So services like OVH aren't as popular as AWS because startups always buy on
the assumption they'll suddenly hit it big, even if their needs are more
modest.

It could also come down to branding too; AWS and Google Cloud and Azure have
done a lot of marketing in order to get themselves out there in front of the
startup crowd, with whole conferences and events on how to use them. Hence
some people are likely using them because it's 'the thing startups do'.

------
gnopgnip
AWS, GCE and Azure solve problems that OVH, Hetzner, Online.net etc do not.
For many businesses there is a lot of value here. Some of it is because the
businesses do not spend that much on server hosting, some because the problems
that AWS solves are very valuable.

If you do want to use a bare metal provider like OVH, keep in mind the
differences from a service like EC2. You have physical disks. So you either
need to implement network storage, or raid, to improve reliability and uptime,
or make your software tolerant of data loss. Restoring a bare metal server
from a backup has some considerations that a virtual server will not. You also
have physical memory, cpus, nics, but in practice these do not fail often.
Other areas of the infrastructure are less redundant or reliable because they
are a budget provider. You do not have nearly as many physical locations to
choose from.

A lot of older businesses are used to buying servers and collocating them
instead of renting the whole server and could be saving a lot of money. Or
businesses that insist that everything is on prem and never consider the whole
cost of power, cooling, security, and connectivity. There are a lot of newer
businesses that never really considered something like OVH because they
started in AWS, and have only ever considered services like EC2 and competing
VPS services, and not bare metal providers like OVH. You also have businesses
that know that OVH etc is cheaper, but want to use some new thing for other
reasons. It could be to improve their resume, or because this is what
investors expect, or because this is what they think the companies that will
eventually acquire them will want.

------
goatherders
OVH is not typically seen as a big provider in the US but has a nice euro
footprint. So some of it is branding and marketing. I used to work with most
of the American leadership at OVH and know for a fact that they view the next
couple years as an opportunity to become one of the key cloud providers in the
us (along with the big 3). They see themselves as every bit as technically
strong, just need to market better.

------
zegl
Because EC2 is not the only service that you'll use. Having services such as
SQS, RDS, EBS, and Route53 all available and integrated into the VPC and
access controlled via IAM is incredibly valuable.

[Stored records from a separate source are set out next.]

PR #1566, opened 2025-05-19
There are medgen ids with 3 digits in Medgen

matentzn:
Example: https://www.ncbi.nlm.nih.gov/medgen/?term=Inherited+bleeding+disorder%2C+platelet-type


bgyori:
Thanks @matentzn I agree, it looks like `610` is a legit MedGen ID that can be resolved by the default `uri_pattern` https://www.ncbi.nlm.nih.gov/medgen/610. The current identifier pattern is adopted from mapped external sources, so we can override it with a change to allow 3-dipgit IDs.

src/bioregistry/data/bioregistry.json
```diff
@@ -68080,7 +68080,7 @@
         "Phenotype"
       ],
       "name": "MedGen",
-      "pattern": "^(?CN?\\d{4,7})$",
+      "pattern": "^(?CN?\\d{3,7})$",
```
bgyori, line 68083: This is within the `togoid` mapped block. I will move it to outside the block so it serves as a Bioregistry override.

bgyori: @matentzn small issue... the PR is from your `main` branch so I can't push to it. Would you mind reverting the change above inside the `togoid` block and instead adding a new key directly under the `medgen` key
```json
    "pattern": "^[CN]*\\d{3,7}$"
```

PR #1567, opened 2025-05-19
Update MedGen

matentzn:
@bgyori I think there was already a pattern there, and I did not _fully_ update it the way you wanted, but just did the small edit here.

This PR makes the following updates:

- Fixes handling of `CN`-containing identifiers
- Enables IDs with 2 and 3 digits

Supports https://github.com/monarch-initiative/mondo/pull/9073


bgyori:
Thanks! Just to explain my change: as I mentioned on the original PR, we can update the pattern as a Bioregistry override (i.e., a `pattern` directly under the `medgen` entry) rather than editing into a mapped external resource's data block (in this case, your change was within the `togoid` block) since these are automatically pulled in and we don't manually curate them here. I also added explicit examples to make sure we cover multiple ID lengths for testing purposes.

However, now that we're looking at this, I have become suspicious more generally about these IDs. MedGen has its own UIDs for entries and also lists UMLS CUIs alongside these IDs. To me it is suspicious that the C/D prefix allowed in the current pattern actually refers to UMLS CUIs and not MedGen UIDs. To investigate further, I wrote the following code:

```python
from collections import Counter
import pandas as pd

df = pd.read_csv('https://ftp.ncbi.nlm.nih.gov/pub/medgen/MedGenIDMappings.txt.gz', sep='|')
df = df[df['source'] == 'MedGen']
medgen_ids = set(df['source_id'])

Counter(len(medgen_id) for medgen_id in medgen_ids)
# Yields Counter({6: 123477, 7: 58434, 5: 6727, 4: 1549, 3: 139, 2: 13})

any(not medgen_id.isdigit() for medgen_id in medgen_ids)
# Yields False
```

So MedGen UIDs appear to be numbers consisting of 2-7 digits, i.e., an appropriate pattern would be something like`^\\d{2,7}$`.

In addition, we could curate `medgen` as a provider for UMLS CUIs.

bgyori:
Found more context in: https://ftp.ncbi.nlm.nih.gov/pub/medgen/README.txt

```
Note that MedGen anchors information to the value known as CUI, so most of these 
reports include the defining CUI. When the value of CUI is the letter C followed by integers,
the value corresponds to a record from Unified Medical Language System (UMLS). When the value
of CUI are the letters CN followed by integers, the value was created by NCBI,
because a corresponding concept from UMLS was not identified.

MedGen assigns an internal unique identifier to each record, the UID. The web site reports the 
MedGen UID.
```

cthoyt:
Thanks @matentzn and @bgyori. I updated the pattern and examples to be more explicit about what IDs are UMLS and MedGen.

bgyori:
Just as a follow up: the "CN-containing identifiers" are part of a parallel identifier standard introduced by MedGen that is a placeholder for non-existent UMLS CUIs (it is replaced by a UMLS CUI if one is created). So these are not the same as the MedGen UIDs.

Here is a specific example

image

where there is a 7-digit MedGen UID 1610338 as well as a CN-containing CUI: CN970821. Is the merged definition which treats CN as an optional starting string the right way to represent this?

cthoyt:
Hmm, this will need some further investigating. likely solution will be to split `medgen` into `medgen.uid` and `medgen.cid` to cover the two specific cases

matentzn:
> Hmm, this will need some further investigating. likely solution will be to split medgen into medgen.uid and medgen.cid to cover the two specific cases

Back story:

Medgen uids are primary Medgen identifiers; the ids that contain CN are basically _temporary UMLS terms that do not exist yet_. @kanems would be the very response and amazing community person to own the medgen ID space and can provide clarity.

kanems:
I think Nico summed things up pretty well, just one point to add is that **ALL** MedGen records have a UID, but _not all_ records have a MedGen CN-type ID (that field can be either CN-ID from MedGen _or_ CUI from UMLS ). 
So if you want one reliable, consistent MedGen ID: the UID is the one to use.

cthoyt:
@kanems it's great to have a person to go with some of the NLM activities! which prefixes can I tag you as the contact person? MedGen, UMLS, NCIT, etc?

PR #1575, opened 2025-05-22
Filter out URIs constructed from non-W3C-compliant prefixes

### LINKED ISSUE #1338: Prefix with space character?

cthoyt:
Closes #1338 (better this time) by filtering out non-W3C-compliant prefix synonyms that are used to construct URIs (such as bioregistry.io URIs). Notably, this removes URIs with prefixes that have spaces, slashes, and non-ascii characters like letters w/ umlauts

@matentzn


exports/contexts/obo.epm.json
```diff
@@ -26587,7 +26532,6 @@
             "http://bioregistry.io/string:",
             "http://bioregistry.io/swiss-model:",
             "http://bioregistry.io/topfind:",
-            "http://bioregistry.io/uniprot/swiss-prot:",
```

External tools such as Terraform and Kubernetes already supports AWS. For
smaller hosting providers this is usually not the case.

------
jtokoph
The big cloud providers all give a massive amount of credits for startups to
use. Massive meaning multiple hundreds of thousands of dollars. So it’s easy
for startups to hop on for the free credits and a couple years later be too
busy on product cycles to make time for a move. The “lock-in” is strong.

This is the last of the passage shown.